Program aims to close health care gap in communities of color by training next generation of doctors

Phillip Palmer Image
Wednesday, August 4, 2021
SoCal program aims to close health care gap in communities of color
There are a variety of factors limiting access to health care, especially in communities of color. One program is trying to meet that need and train the next generation of doctors in their communities.

SOUTH LOS ANGELES (KABC) -- There are a variety of factors limiting access to health care. For people in South Los Angeles, quite simply, location matters.

Dr. David Carlisle is the president and CEO of Charles R. Drew University of Medicine and Science in Watts-Willowbrook and points out, "You look around where we are now. And you don't see private practicing doctors, you don't see private practicing dentists, you don't see private pharmacies out there."

Since 1979, CDU has trained 28 medical students a year working with the David Geffen School of Medicine at UCLA. That is about to change.

"We need to get bigger. And this is why we want to add 60 medical students per year through our new program," says Dr. Carlisle.

CDU's new, independent four-year medical education program will begin in the fall of 2023. To help make that possible, a $50 million allocation from the California State Legislature will help pay for a new 100 thousand square foot medical education building.

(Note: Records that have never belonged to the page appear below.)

PR #54, opened 2024-05-22
Replace custom log implementation with tracing

jeremycline:
The tracing library offers a rich set of features and covers all the implemented features of the logging implementation currently in use.

This commit replaces the various wrappers for the logging service with the tracing equivalent. It also configures tracing to emit logs to stderr and to a rolling file (although I recommend we remove this or make it Windows only as systemd will handle logging for us if we write to stdout or stderr).

Tracing makes it easy to emit structured logs if we prefer, integrate with OpenTelemetry, and more.

I'm marking this as a draft because there's some Span type I've not removed, I've not thoroughly tested it, and I've not thoroughly gone through the diff. It's a pretty huge diff, but it's _mostly_ mechanical search-and-replace stuff.


jeremycline:
I think this is at least ready for a review.

The Linux CI fails because I deleted enough code to drop the coverage below 70%.

proxy_agent_setup/src/main.rs
```diff
@@ -24,13 +24,25 @@ const SERVICE_DISPLAY_NAME: &str = "Microsoft Azure Guest Proxy Agent";
...
+    // Configurable via environment variable for now
+    // https://docs.rs/tracing-subscriber/0.3.18/tracing_subscriber/filter/struct.EnvFilter.html#directives
+    let stderr_layer = tracing_subscriber::fmt::layer()
+        .event_format(format)
+        .with_writer(std::io::stderr)
+        .with_filter(tracing_subscriber::EnvFilter::from_env(
+            "GUEST_PROXY_AGENT_LOG",
+        ));
+    let registry = tracing_subscriber::registry().with(stderr_layer);
+    tracing::subscriber::set_global_default(registry).expect("Unable to configure logging!");
```
LittleBoxOfSunshine, line 39: I'm hesitant to panic here. If the issue is permanent it would result in the VM losing the ability to communicate. It will restart but will loop.

proxy_agent_shared/src/telemetry/span.rs
```diff
@@ -64,20 +63,15 @@ impl SimpleSpan {
...
-            event_logger::INFO_LEVEL,
-            elapsed_massage.to_json_string(),
-            method_name,
-            module_name,
-            logger_key,
-        );
-        elapsed_massage.to_string()
+            ElapsedMessage::new(self.get_elapsed_time_in_millisec(), message.to_string())
+                .to_string();
+        tracing::info!(elapsed_massage,);
```
ZhidongPeng, line 73: will this log write to our event and which will send out our kusto table? I would suggest keep calling event_logger::write_event here but when need log to local file use tracing crate api.

proxy_agent_shared/src/rolling_logger.rs
ZhidongPeng, line 1: let's wrap the tracing crate api (setup with file name, and log actions etc) at our shared crate and leave other files not changed as possible.

proxy_agent_setup/src/main.rs
jeremycline: According to tracing's [documentation](https://docs.rs/tracing/0.1.40/tracing/subscriber/fn.set_global_default.html) it only panics if the global default has already been set, which is either programmer error or a library that is misbehaving. In either case I would hope that it is caught by CI before being published.

However, there is a small chance that in the future the API changes and it can fail for some other reason, so this approach does have downsides. If we do stick with a panic here, I do think I should write a clearer message explaining it's due to programmer error.

How would you recommend proceeding if we can't configure a logger and don't panic? I guess we can announce the failure on stderr, but that's also less noticeable to an administrator than a service failing.

proxy_agent_shared/src/telemetry/span.rs
jeremycline: One of the really great things about tracing it is decouples the event from how it's recorded. We can define whatever policies we want when we configure the tracing subscriber in terms of what events are sent where. This includes not just filtering on level, field, or location, but also _where_ they go. You can send them to `stderr`, or use a pre-existing implementation to hook them up to some other system (like [ETW](https://github.com/microsoft/rust_win_etw/tree/main/win_etw_tracing), or [OpelTelemetry](https://crates.io/crates/tracing-opentelemetry), or implement the interface tracing provides to send them elsewhere.

Can you help me understand the various logging interfaces you've implemented? I see this pushes the string to a queue, and then writes it to a file named after the current current time in nanoseconds. I assume somewhere else is reading that and then doing something?

proxy_agent_shared/src/rolling_logger.rs
jeremycline: Is the idea here to incrementally port everything over after stubbing out the existing interface?

jeremycline: Just a heads-up, I'm not going to continue with this PR until I hear back on this since it's not clear to me if the PR would even be accepted.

"It's not just an investment in Charles R. Drew University of medicine and science. It is an investment in this community, the South Los Angeles Community and it's an investment in trying to mitigate and reduce the healthcare disparities that plague this community and populations and communities like and around California," Dr. Carlisle says.

CDU's campus will double in size through development of a 10-acre site across the street that was formerly Lincoln Elementary. It's all part of the effort to increase the number of Black and Latino medical graduates in the health care workforce, like Dr. Rasheed Ivey who says, "I think the building in and of itself being there and what it will represent... you have kids absorbing this now, and that gives me chills to see how this can... how this is going to flourish in the community and I'm so excited to see it."

Several studies have shown minority patients, particularly Blacks, tend to prefer physicians of their own race. Given that 13% of the population is Black, but only 5% of the practicing doctors are, CDUs expansion plans might be the answer to improving health care for everyone.

"When people who are from the community who look like you come, they're a lot more likely to share things; they're a lot more likely to take the advice of a physician who looks like them," Dr. Ivey says.

Dr. Carlisle adds this new medical program could inspire kids around the country.

"There may be young people in East Oakland, who are looking at this and saying, aha, I will think about going to CDU one day so I can return to make my home better."

Along with construction already underway, CDU is transforming itself from a hidden gem to a beacon of opportunity for the community according to Dr. Carlisle.

"A student who is from those communities gets off to a head start because they know what they're pursuing firsthand."